Human milk is the ultimate form of early nutrition for children, and the search for the ideal substitution infant formula will never be concluded satisfactorily.

Dr.Yap-Seng Chong, BMJ September 20, 2003

The year 2003 marks the 12th annual World Breastfeeding Week. It is celebrated on the 40th week of the year (October 1-7) because from conception to birth, breast feeding is initiated on the 40th week.

One would think that breast feeding would be a natural sequential process after pregnancy and birth. Body’s hormonal system is designed in such a way that the breasts are ready with milk when the baby arrives.

Then why have World Breastfeeding Week?

A report shows that in Canada, the overall rate of breast feeding initiation was 75 percent in 1991 and 1992. Fifty-four percent of women were still breast feeding at three months and 30 percent at six months of age.

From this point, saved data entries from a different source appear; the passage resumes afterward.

PR #1904, opened 2026-07-31
sha256: cross-check caller supplied compression function

furszy:
This is something we left for a follow-up in the original PR #1777.

Essentially, the existing selftest hashes one 63 byte string against a known
digest. Which catches a compression function that is wrong everywhere,
but not one that is wrong on multi-block calls, unaligned input, or a state
that is not the IV.

This introduces `secp256k1_sha256_compression_equiv`, which hashes
messages of various lengths and starting offsets with both the supplied
function and the built-in one, and fails if the digest differs.

The check runs once during startup, so a faulty compression function
is caught early rather than silently producing incorrect output later.

Measured locally, this takes 0.05ms, which should be negligible for any
application.

See the introduced test for a clear view of the bugs this catches.

### DIFF
--- a/src/hash_impl.h
+++ b/src/hash_impl.h
@@ -137,6 +137,71 @@ static void secp256k1_sha256_transform(uint32_t *state, const unsigned char *blo
     }
 }
 
+/* Perform a smoke test on a supplied SHA256 compression function. */
+static int secp256k1_sha256_smoke_test(const secp256k1_sha256_compression_function fn_compression) {
+    secp256k1_hash_ctx ctx;
+    secp256k1_sha256 sha_msg, sha_accum;
+    unsigned char out[32];
+    size_t i, j;
+
+    /* SHA256 works on 64 byte blocks, secp256k1_sha256_write gives as many blocks
+     * at once to compression, so the count is what varies here. A SIMD implementation
+     * typically hashes four or eight at a time, then any left over one by one.
+     * These lengths cover every number from 1 to 9, which includes counts that
+     * divide evenly and counts leaving one, two or three over. */
+    static const size_t msg_lens[] = {
+        0, 1, 28,               /* Shorter than a block, so padding makes up the rest */
+        55, 56,                 /* Final 0x80 and 8 byte length fit in the last block, and don't */
+        64, 128, 192, 256, 320, /* 1 to 5 blocks */
+        384, 448, 512, 576      /* 6 to 9 blocks */
+    };
+    unsigned char msg[640]; /* Longest message, plus 64 for the shifted start */
+
+    /* Accumulated digest of every message, hashed with the built-in secp256k1_sha256_transform.
+     * Note: To regenerate set 'ctx.fn_sha256_compression = secp256k1_sha256_transform' below
+     * and print the sha_accum digest. */
+    static const unsigned char accum_expected[32] = {
+        0x22, 0x8E, 0x6A, 0x1F, 0x78, 0x02, 0x1B, 0xCF,
+        0x4E, 0xF4, 0xEA, 0xB3, 0x8A, 0x40, 0x69, 0xBF,
+        0x8D, 0xF3, 0x72, 0xAB, 0xE2, 0x11, 0x93, 0xA6,
+        0xE6, 0x46, 0x98, 0xBF, 0xD4, 0x3D, 0x19, 0x84,
+    };
+    /* The purpose of this VERIFY_CHECK is to make anyone aware that they
+     * should also change the size of msg_buf when changing the length of the
+     * longest message. */
+    VERIFY_CHECK(msg_lens[ARRAY_SIZE(msg_lens) - 1] == 576);
+
+    VERIFY_CHECK(fn_compression != NULL);
+    secp256k1_hash_ctx_init(&ctx);
+    ctx.fn_sha256_compression = fn_compression;
+    secp256k1_sha256_initialize(&sha_accum);
+
+    /* No two blocks of a message are equal, so a function that doesn't advance the block
+     * pointer gives a different digest. 251 is prime, so its repeats only line up with
+     * block starts every 251 blocks; wrapping at 256 would do so every 4. */
+    for (i = 0; i < sizeof(msg); i++) {
+        msg[i] = (unsigned char)(i % 251);
+    }
+
+    /* Each round starts one byte further along to check different alignments,
+     * secp256k1_sha256_write invokes compression directly on input >= 64 bytes */
+    for (i = 0; i < 64; i++) {
+        unsigned char *m = msg + i;
+        m[0] ^= 0xff; /* Changes the first byte, so every state after it changes too */
+        for (j = 0; j < ARRAY_SIZE(msg_lens); j++) {
+            secp256k1_sha256_initialize(&sha_msg);
+            secp256k1_sha256_write(&ctx, &sha_msg, m, msg_lens[j]);
+            secp256k1_sha256_finalize(&ctx, &sha_msg, out);
+            secp256k1_sha256_write(&ctx, &sha_accum, out, 32);
+        }
+        m[0] ^= 0xff; /* Reset first byte */
+    }
+
+    /* Compare against pre-computed accumulated digest */
+    secp256k1_sha256_finalize(&ctx, &sha_accum, out);
+    return secp256k1_memcmp_var(accum_expected, out, 32) == 0;
+}
+
 static void secp256k1_hash_ctx_init(secp256k1_hash_ctx *hash_ctx) {
     VERIFY_CHECK(hash_ctx != NULL);
     hash_ctx->fn_sha256_compression = secp256k1_sha256_transform;
--- a/include/secp256k1.h
+++ b/include/secp256k1.h
@@ -431,6 +431,13 @@ typedef void (*secp256k1_sha256_compression_function)(
  * noncefp==NULL or noncefp==secp256k1_nonce_function_default is passed
  * as an argument to secp256k1_ecdsa_sign.)
  *
+ * Note: The provided function is tested against a set of known SHA256
+ * digests; invokes the context's illegal callback on any mismatch
+ * (which aborts by default), in order to catch basic misbehavior early.
+ * It takes well under 2.5 ms on a desktop machine.
+ * This is NOT a substitute for having proper test coverage of the
+ * supplied function outside this library.
+ *
  * Args:    ctx:             pointer to a context object.
  * In:      fn_compression:  pointer to a function implementing the compression function;
  *                           passing NULL restores the default implementation.
--- a/src/selftest.h
+++ b/src/selftest.h
@@ -24,7 +24,13 @@ static int secp256k1_selftest_sha256(secp256k1_sha256_compression_function fn_co
     hash_ctx.fn_sha256_compression = fn_compression;
     secp256k1_sha256_write(&hash_ctx, &hasher, (const unsigned char*)input63, 63);
     secp256k1_sha256_finalize(&hash_ctx, &hasher, out);
-    return secp256k1_memcmp_var(out, output32, 32) == 0;
+    if (secp256k1_memcmp_var(out, output32, 32) != 0) {
+        return 0;
+    }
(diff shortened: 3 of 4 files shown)


src/hash_impl.h
```diff
@@ -137,6 +137,66 @@ static void secp256k1_sha256_transform(uint32_t *state, const unsigned char *blo
...
+        64, 128, 192, 256, 320, /* 1 to 5 blocks */
+        384, 448, 512, 576      /* 6 to 9 blocks */
+    };
+    unsigned char msg[640]; /* Longest message, plus 64 for the shifted starts */
+
+    VERIFY_CHECK(fn_transform_supplied != NULL);
+    /* Nothing to learn from comparing the built-in against itself. */
+    if (fn_transform_supplied == secp256k1_sha256_transform) {
+        return 1;
+    }
```
real-or-random: nit: I think moving this check to the caller will enhance readability.

src/hash_impl.h
```diff
@@ -137,6 +137,66 @@ static void secp256k1_sha256_transform(uint32_t *state, const unsigned char *blo
...
+    /* No two blocks of a message are equal, so a function that doesn't advance the block
+     * pointer gives a different digest. 251 is prime, so its repeats only line up with
+     * block starts every 251 blocks; wrapping at 256 would do so every 4. */
+    for (i = 0; i < sizeof(msg); i++) {
+        msg[i] = (unsigned char)(i % 251);
+    }
+
+    /* Each round starts one byte further along to check different alignments,
+     * secp256k1_sha256_write invokes compression directly on input >= 64 bytes */
+    for (i = 0; i < 64; i++) {
```
real-or-random, line 188: Checking alignment requirements is a great idea. 

But I think running the entire thing 64 times is overkill. Checking i=0 and i=1 should suffice, no? Any requirement that relies on data being aligned will be violated if the pointer is moved by one. That is, if it works for i=0 and has some alignment requirement, then it certainly won't work for i=1 (and the other way around). 

```suggestion
    /* Pass pointers `msg` and `msg + 1` to compression to catch alignment issues, 
     * secp256k1_sha256_write invokes compression directly on input >= 64 bytes */
    for (i = 0; i < 2; i++) {
```

src/hash_impl.h
```diff
@@ -137,6 +137,66 @@ static void secp256k1_sha256_transform(uint32_t *state, const unsigned char *blo
...
+    VERIFY_CHECK(fn_transform_supplied != NULL);
+    /* Nothing to learn from comparing the built-in against itself. */
+    if (fn_transform_supplied == secp256k1_sha256_transform) {
+        return 1;
+    }
+
+    secp256k1_hash_ctx_init(&ctxs[0]);
+    secp256k1_hash_ctx_init(&ctxs[1]);
+    ctxs[0].fn_sha256_compression = secp256k1_sha256_transform; /* Built-in */
+    ctxs[1].fn_sha256_compression = fn_transform_supplied;      /* User provided */
```
real-or-random: Instead of running the built-in function, we could also do this:
 - Just run the user-provided function
 - Accumulate all resulting SHA256 outputs into another SHA256 `accum_hash` (again using the built-in function)
 - Compare the output `accum_hash` against a constan, i.e., the precomputed correct value (use debugging macro `PRINT_BUF` to get the value easily)

This would make it even faster with basically no losses in coverage.

real-or-random (commented):
Concept ACK

Hm, it would be great to have this in before the release on Monday evening (UTC).

We should probably also add a comment to the docs of `secp256k1_context_set_sha256_compression` sayting that this API function will run a cursory test to check that callback behaves as it should, and maybe that it costs <1 ms on a desktop machine (or whatever the cost is). 

If the "precomputed" optimization that I suggest below is too much of a hassle for now, we could also do this later.

theStack:
Concept ACK

src/hash_impl.h
furszy: > But I think running the entire thing 64 times is overkill. Checking i=0 and i=1 should suffice, no? Any requirement that relies on data being aligned will be violated if the pointer is moved by one. That is, if it works for i=0 and has some alignment requirement, then it certainly won't work for i=1 (and the other way around).

What if it is not about expecting data to be aligned, but a fast path that is taken only if a specific alignment is provided. E.g.

    if (ptr is 16-byte aligned)
        super_fast_path(ptr)   // but this has a bug
    else
        regular_path(ptr)

This would not get caught by msg + 1, which is odd, and whether msg catches it is out of our control, as we don't specify any alignment?

Still, I agree it may be way too far fetched. Let me apply the {0, 1} simplification.

src/hash_impl.h
furszy: Sure, done as suggested

src/hash_impl.h
furszy: As the check now takes under 0.05 ms, we can run this for the built-in compression too. Which doesn't hurt and ensures we did not screw it up. So I just dropped the line.

furszy:
Updated per feedback, thanks real-or-random!

The check now accumulates the msg digests and compares their accumulated result against a precomputed constant. Moved alignment loop down to {0, 1} only, and added docs to `secp256k1_context_set_sha256_compression`.

Measured locally, now it takes under ~0.05 ms.

src/hash_impl.h
```diff
@@ -137,6 +137,72 @@ static void secp256k1_sha256_transform(uint32_t *state, const unsigned char *blo
...
+    for (i = 0; i < sizeof(msg); i++) {
+        msg[i] = (unsigned char)(i % 251);
+    }
+
+    /* Pass pointers `msg` and `msg + 1` to compression to catch alignment issues,
+    * secp256k1_sha256_write invokes compression directly on input >= 64 bytes */
+    for (i = 0; i < 2; i++) {
+        unsigned char *m = msg + i;
+        m[0] ^= 0xff; /* Changes the first byte, so every state after it changes too */
+        for (j = 0; j < sizeof(msg_lens) / sizeof(msg_lens[0]); j++) {
```
theStack: nit:
```suggestion
        for (j = 0; j < ARRAY_SIZE(msg_lens); j++) {
```

src/hash_impl.h
```diff
@@ -137,6 +137,72 @@ static void secp256k1_sha256_transform(uint32_t *state, const unsigned char *blo
...
+     * and print the sha_accum digest. */
+    static const unsigned char accum_out[32] = {
+        0x76, 0xA7, 0x7C, 0x95, 0xE0, 0x96, 0x0E, 0xE5,
+        0x21, 0xCE, 0xDC, 0x95, 0x81, 0x0B, 0xDD, 0xD1,
+        0x38, 0xCB, 0xB1, 0xA2, 0xED, 0xB7, 0x03, 0xF3,
+        0xD2, 0xAE, 0xB3, 0x3E, 0x82, 0x34, 0xB1, 0x14
+    };
+
+    VERIFY_CHECK(fn_compression != NULL);
+    secp256k1_hash_ctx_init(&ctx);
```
theStack, line 175: nit: could remove this line, as it only sets the internal compression function, which is overwritten in the next line (it's also not called in `secp256k1_selftest_sha256`)
```suggestion
```

src/hash_impl.h
```diff
@@ -137,6 +137,72 @@ static void secp256k1_sha256_transform(uint32_t *state, const unsigned char *blo
...
+            secp256k1_sha256_finalize(&ctx, &sha_msg, out);
+            secp256k1_sha256_write(&ctx, &sha_accum, out, 32);
+        }
+        m[0] ^= 0xff; /* Reset first byte */
+    }
+
+    /* Compare against pre-computed accumulated digest */
+    secp256k1_sha256_finalize(&ctx, &sha_accum, out);
+    secp256k1_sha256_clear(&sha_msg);
+    secp256k1_sha256_clear(&sha_accum);
```
theStack: nit: could remove these two lines, as there is no sensitive data involved
```suggestion
```

theStack (commented):
Left some simplification nits below, nothing blocking

src/hash_impl.h
real-or-random: > What if it is not about expecting data to be aligned, but a fast path that is taken only if a specific alignment is provided. 

Oh I didn't consider this case, and I tend to say that this convinces me... What do you think about this? 
https://github.com/bitcoin-core/secp256k1/compare/master...real-or-random:secp256k1:2026_sha_comp_compression (compiles, but didn't have the time to test, sorry :/)

theStack: > > What if it is not about expecting data to be aligned, but a fast path that is taken only if a specific alignment is provided.
> 
> Oh I didn't consider this case, and I tend to say that this convinces me... What do you think about this? [master...real-or-random:secp256k1:2026_sha_comp_compression](https://github.com/bitcoin-core/secp256k1/compare/master...real-or-random:secp256k1:2026_sha_comp_compression) (compiles, but didn't have the time to test, sorry :/)

Wouldn't this solution lead to different `accum_out` values depending on MAX_ALIGNMENT, meaning we would need to store a lot of different constants? (If yes, maybe a middle ground could be to set MAX_ALIGNMENT to a fixed value instead of depending on `__BIGGEST_ALIGNMENT__`?)

real-or-random: Oh right, I overdid it there. Fixed, and also fixed another bug.

theStack (approved):
ACK 4f91975777e3332bb27ec2fa0f71e31c8ab4f448

In case we can't convince ourselves / get enough review for #1905, we should get this simpler variant in (which I'd be much more comfortable merging even without additional review due to significantly lower complexity). @real-or-random made a good point about the performance regression of context creation though (1.5us vs. 75us, see https://github.com/bitcoin-core/secp256k1/pull/1905#issuecomment-5166498238), so we might want to open a simple follow-up PR that skips the check for the built-in compression function to avoid that.

theStack (approved):
re-ACK ccbdd4925380735fe61ac2520a5c6fe7e679f334

Verified that compared to my previous ACK, the check for the built-in compression function is skipped (avoiding a performance regression in `_context_create`), the function names have been aligned to #1905 (making a potential rebase simpler) and most nits above have been tackled. Thanks!

src/hash_impl.h
furszy: done

src/hash_impl.h
furszy: done

src/hash_impl.h
furszy: I left this one in case we ever add other stuff to `secp256k1_hash_ctx_init`. It doesn't hurt to have it.

theStack:
As discussed off-band with @real-or-random earlier today, I'm merging this now as it is a much simpler (though also less thorough in alignment-testing) alternative to #1905. If we are okay with a longer initialization time of `_context_set_sha256_compression` function (~2.2ms instead of ~0.07ms), we could also still bump the loop range from 2 to 64 in a follow-up PR (cc @furszy).

real-or-random (approved):
ACK c84ea46561d9a224d39ff6f0f9d044613f402d27

theStack (approved):
ACK c84ea46561d9a224d39ff6f0f9d044613f402d27

src/hash_impl.h
```diff
@@ -137,6 +137,71 @@ static void secp256k1_sha256_transform(uint32_t *state, const unsigned char *blo
...
+     * and print the sha_accum digest. */
+    static const unsigned char accum_expected[32] = {
+        0x22, 0x8E, 0x6A, 0x1F, 0x78, 0x02, 0x1B, 0xCF,
+        0x4E, 0xF4, 0xEA, 0xB3, 0x8A, 0x40, 0x69, 0xBF,
+        0x8D, 0xF3, 0x72, 0xAB, 0xE2, 0x11, 0x93, 0xA6,
+        0xE6, 0x46, 0x98, 0xBF, 0xD4, 0x3D, 0x19, 0x84,
+    };
+    /* The purpose of this VERIFY_CHECK is to make anyone aware that they
+     * should also change the size of msg_buf when changing the length of the
+     * longest message. */
```
real-or-random, line 171: post-merge comment nit, so we don't forget:
```suggestion
    /* The purpose of this VERIFY_CHECK is to make anyone aware that they
     * should also change the size of msg when changing the length of the
     * longest message. */
```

In 1995, 60 percent of women in the United States were breastfeeding either exclusively or in combination with formula feeding at the time of hospital discharge; only 22 percent of mothers were nursing at six months, and many of these were supplementing with formula, says another report.

The target is to have more than 75 percent of mothers breastfeed their babies in the early postpartum period and to have at least 50 percent to continue breastfeeding until their babies are six months old

What are the obstacles to the initiation and continuation of breastfeeding?

There are many. These include physician apathy and misinformation, insufficient prenatal breastfeeding education, disruptive hospital policies, inappropriate interruption of breastfeeding, early hospital discharge, lack of timely routine follow-up care and postpartum home health visits.

Other obstacles are: mother’s place of employment (especially in the absence of workplace facilities and support for breastfeeding), lack of broad societal support, media portrayal of bottle-feeding as normative, and commercial promotion of infant formula through distribution of hospital discharge packs, coupons for free or discounted formula, and television and general magazine advertising.

These obstacles will have to be removed to encourage young mothers to provide the best possible care for their infants.

Extensive research has shown compelling advantages to infants, mothers, families, and society from breastfeeding and the use of human milk for infant feeding. These include health, nutritional, immunologic, developmental, psychological, social, economic, and environmental benefits.

Both the American Academy of Pediatrics and the Canadian Pediatric Society have recommended breast feeding as the preferred mode of infant feeding.

The World Health Organization and UNICEF have developed explicit guidelines to encourage breast feeding around the world.

More information can be obtained by visiting the websites of these organizations. Locally, you can phone Community Health Services (403-502-8200) and get more information and help.

All communities worldwide need to protect, promote and support breastfeeding. And to remove barriers which inhibit young mothers to feed their infants on demand. We should encourage mothers to continue breastfeeding for at least six months.